• [How to complete this task] Search the material for the string "opened" and reply with how many lines contain it, nothing else.

• [Provided information]
════

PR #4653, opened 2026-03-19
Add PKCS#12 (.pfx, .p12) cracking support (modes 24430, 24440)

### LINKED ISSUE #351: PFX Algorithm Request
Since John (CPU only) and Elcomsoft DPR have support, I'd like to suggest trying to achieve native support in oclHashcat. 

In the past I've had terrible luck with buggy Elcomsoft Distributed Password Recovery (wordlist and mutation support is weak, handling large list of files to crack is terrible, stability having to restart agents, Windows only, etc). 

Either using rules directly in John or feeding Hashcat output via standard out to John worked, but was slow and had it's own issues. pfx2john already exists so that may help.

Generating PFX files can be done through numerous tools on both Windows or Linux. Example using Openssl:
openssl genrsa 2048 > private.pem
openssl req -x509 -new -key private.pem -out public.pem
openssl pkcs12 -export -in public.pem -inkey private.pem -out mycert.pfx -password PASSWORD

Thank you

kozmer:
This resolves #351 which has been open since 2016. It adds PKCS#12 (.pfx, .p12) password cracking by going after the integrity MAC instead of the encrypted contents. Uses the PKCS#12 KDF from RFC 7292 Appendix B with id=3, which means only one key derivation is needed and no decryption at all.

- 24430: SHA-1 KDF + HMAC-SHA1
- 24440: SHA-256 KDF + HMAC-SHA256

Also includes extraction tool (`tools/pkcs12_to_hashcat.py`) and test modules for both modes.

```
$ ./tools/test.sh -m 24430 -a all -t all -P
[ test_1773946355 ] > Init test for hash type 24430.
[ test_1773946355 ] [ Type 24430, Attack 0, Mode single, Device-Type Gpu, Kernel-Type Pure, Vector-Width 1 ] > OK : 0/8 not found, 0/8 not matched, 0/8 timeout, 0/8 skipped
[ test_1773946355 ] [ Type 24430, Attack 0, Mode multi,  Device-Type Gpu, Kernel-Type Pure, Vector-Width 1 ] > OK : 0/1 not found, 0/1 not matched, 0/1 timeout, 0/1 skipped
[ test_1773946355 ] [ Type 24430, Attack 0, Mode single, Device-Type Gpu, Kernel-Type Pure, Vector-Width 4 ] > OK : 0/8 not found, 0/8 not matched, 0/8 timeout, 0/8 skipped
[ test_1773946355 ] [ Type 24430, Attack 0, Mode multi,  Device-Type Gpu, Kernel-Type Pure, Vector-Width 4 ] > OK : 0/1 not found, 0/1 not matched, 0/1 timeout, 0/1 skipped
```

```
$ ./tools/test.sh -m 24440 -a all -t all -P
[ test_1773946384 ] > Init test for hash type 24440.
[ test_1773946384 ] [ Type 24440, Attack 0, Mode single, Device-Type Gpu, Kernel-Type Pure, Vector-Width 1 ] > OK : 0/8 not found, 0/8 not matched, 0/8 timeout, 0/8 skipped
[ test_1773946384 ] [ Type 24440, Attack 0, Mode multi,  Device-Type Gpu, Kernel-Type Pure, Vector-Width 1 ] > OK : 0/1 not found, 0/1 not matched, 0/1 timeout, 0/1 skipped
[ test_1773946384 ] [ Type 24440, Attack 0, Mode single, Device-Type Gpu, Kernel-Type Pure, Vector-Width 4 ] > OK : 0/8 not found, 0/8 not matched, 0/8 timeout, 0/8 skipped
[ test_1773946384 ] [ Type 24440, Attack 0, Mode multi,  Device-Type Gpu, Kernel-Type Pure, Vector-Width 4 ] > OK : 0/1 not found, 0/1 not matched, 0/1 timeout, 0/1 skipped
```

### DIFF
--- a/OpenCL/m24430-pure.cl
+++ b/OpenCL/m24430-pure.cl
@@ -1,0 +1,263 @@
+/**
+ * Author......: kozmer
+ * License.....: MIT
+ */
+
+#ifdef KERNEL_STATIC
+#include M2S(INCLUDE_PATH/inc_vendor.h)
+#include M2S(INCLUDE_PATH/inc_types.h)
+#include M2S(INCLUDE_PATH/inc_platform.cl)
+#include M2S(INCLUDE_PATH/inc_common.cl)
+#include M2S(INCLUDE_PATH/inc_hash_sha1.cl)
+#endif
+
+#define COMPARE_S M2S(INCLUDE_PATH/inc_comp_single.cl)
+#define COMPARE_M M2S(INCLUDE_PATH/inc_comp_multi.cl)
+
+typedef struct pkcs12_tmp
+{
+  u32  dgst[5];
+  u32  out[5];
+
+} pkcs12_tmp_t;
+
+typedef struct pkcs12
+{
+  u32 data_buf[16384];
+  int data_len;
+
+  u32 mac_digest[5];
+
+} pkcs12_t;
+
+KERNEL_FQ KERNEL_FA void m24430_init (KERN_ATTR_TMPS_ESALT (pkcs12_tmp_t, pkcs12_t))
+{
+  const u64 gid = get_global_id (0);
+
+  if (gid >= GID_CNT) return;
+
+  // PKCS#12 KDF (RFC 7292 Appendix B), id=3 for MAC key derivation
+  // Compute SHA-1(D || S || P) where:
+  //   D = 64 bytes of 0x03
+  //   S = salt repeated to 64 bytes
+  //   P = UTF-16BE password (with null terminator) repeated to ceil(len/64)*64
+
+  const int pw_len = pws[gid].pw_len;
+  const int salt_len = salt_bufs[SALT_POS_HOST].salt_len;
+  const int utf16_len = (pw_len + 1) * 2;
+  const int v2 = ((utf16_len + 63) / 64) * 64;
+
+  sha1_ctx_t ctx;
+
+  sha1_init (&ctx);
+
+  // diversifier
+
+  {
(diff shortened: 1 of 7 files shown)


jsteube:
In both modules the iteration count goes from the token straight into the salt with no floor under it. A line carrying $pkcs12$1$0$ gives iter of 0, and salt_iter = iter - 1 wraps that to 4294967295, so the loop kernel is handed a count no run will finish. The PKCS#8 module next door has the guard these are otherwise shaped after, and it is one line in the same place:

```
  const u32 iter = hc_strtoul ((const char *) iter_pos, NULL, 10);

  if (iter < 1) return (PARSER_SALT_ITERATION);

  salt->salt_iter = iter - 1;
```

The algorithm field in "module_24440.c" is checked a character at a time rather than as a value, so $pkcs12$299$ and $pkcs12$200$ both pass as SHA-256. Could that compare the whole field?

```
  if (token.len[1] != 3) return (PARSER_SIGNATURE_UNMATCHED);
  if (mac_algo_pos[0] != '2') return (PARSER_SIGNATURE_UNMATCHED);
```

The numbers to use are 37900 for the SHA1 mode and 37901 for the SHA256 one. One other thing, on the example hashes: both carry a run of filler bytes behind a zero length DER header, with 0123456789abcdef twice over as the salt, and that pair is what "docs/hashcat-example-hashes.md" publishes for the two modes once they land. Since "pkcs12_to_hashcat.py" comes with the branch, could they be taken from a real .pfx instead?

════

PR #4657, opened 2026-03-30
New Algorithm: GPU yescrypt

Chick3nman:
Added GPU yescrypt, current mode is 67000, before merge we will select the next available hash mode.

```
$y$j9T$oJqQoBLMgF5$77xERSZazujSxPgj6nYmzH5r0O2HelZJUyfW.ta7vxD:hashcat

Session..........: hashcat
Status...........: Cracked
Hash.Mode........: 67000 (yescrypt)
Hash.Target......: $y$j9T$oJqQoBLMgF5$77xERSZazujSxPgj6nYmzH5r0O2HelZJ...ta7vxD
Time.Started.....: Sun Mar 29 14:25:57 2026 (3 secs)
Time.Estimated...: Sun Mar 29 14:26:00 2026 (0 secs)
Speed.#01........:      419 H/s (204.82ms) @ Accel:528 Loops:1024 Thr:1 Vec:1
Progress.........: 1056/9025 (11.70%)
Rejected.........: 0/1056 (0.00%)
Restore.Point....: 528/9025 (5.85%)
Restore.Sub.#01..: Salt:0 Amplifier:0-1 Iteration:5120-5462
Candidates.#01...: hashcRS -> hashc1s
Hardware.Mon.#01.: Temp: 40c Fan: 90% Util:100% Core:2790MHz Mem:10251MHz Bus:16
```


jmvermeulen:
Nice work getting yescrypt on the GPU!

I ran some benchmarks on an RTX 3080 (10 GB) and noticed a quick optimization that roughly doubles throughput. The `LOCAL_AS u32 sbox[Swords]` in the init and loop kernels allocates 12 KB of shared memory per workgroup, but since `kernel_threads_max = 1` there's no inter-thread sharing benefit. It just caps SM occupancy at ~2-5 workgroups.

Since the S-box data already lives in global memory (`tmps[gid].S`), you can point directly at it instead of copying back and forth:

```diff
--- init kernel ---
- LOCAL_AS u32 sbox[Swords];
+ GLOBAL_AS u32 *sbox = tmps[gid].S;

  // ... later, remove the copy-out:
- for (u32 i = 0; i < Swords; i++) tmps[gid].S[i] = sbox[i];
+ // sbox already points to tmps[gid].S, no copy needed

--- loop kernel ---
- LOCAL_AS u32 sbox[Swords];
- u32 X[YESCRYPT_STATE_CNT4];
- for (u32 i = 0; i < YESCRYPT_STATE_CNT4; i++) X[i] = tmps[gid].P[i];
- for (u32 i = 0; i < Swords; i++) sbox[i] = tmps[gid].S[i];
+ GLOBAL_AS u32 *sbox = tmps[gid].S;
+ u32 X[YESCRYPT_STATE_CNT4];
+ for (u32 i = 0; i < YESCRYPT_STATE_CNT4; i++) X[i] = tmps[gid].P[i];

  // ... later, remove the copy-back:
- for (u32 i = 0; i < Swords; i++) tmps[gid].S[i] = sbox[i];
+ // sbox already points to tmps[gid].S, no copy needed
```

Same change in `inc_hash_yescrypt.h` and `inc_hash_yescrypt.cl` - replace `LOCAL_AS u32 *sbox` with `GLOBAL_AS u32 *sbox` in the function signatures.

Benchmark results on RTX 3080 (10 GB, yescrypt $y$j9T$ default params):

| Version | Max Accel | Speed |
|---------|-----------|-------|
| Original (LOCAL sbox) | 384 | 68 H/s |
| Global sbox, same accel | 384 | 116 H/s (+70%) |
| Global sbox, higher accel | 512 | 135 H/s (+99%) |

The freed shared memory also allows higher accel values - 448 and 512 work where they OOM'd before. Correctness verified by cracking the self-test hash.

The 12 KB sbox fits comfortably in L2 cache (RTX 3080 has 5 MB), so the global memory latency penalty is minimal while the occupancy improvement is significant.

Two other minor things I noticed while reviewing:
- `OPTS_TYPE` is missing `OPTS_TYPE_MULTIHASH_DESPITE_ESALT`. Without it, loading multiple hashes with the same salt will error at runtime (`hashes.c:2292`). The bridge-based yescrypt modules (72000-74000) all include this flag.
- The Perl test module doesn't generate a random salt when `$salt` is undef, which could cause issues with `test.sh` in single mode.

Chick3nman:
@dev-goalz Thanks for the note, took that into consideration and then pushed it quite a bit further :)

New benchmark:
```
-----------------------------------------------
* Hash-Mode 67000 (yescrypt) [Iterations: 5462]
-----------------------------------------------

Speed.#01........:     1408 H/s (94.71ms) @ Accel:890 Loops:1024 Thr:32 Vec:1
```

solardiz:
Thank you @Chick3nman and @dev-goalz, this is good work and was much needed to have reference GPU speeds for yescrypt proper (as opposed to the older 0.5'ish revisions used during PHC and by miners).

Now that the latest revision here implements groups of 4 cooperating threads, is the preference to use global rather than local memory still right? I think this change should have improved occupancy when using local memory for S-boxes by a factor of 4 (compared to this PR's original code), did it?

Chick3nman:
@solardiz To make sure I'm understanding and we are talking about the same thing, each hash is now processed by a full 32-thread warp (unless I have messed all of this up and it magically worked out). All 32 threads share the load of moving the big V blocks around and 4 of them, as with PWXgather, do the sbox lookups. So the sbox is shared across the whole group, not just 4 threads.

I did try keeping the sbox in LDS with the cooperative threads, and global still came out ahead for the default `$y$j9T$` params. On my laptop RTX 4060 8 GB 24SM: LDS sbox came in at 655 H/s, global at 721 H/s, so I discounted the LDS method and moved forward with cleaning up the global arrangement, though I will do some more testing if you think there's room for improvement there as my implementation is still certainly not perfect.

════

• [Answer section] 2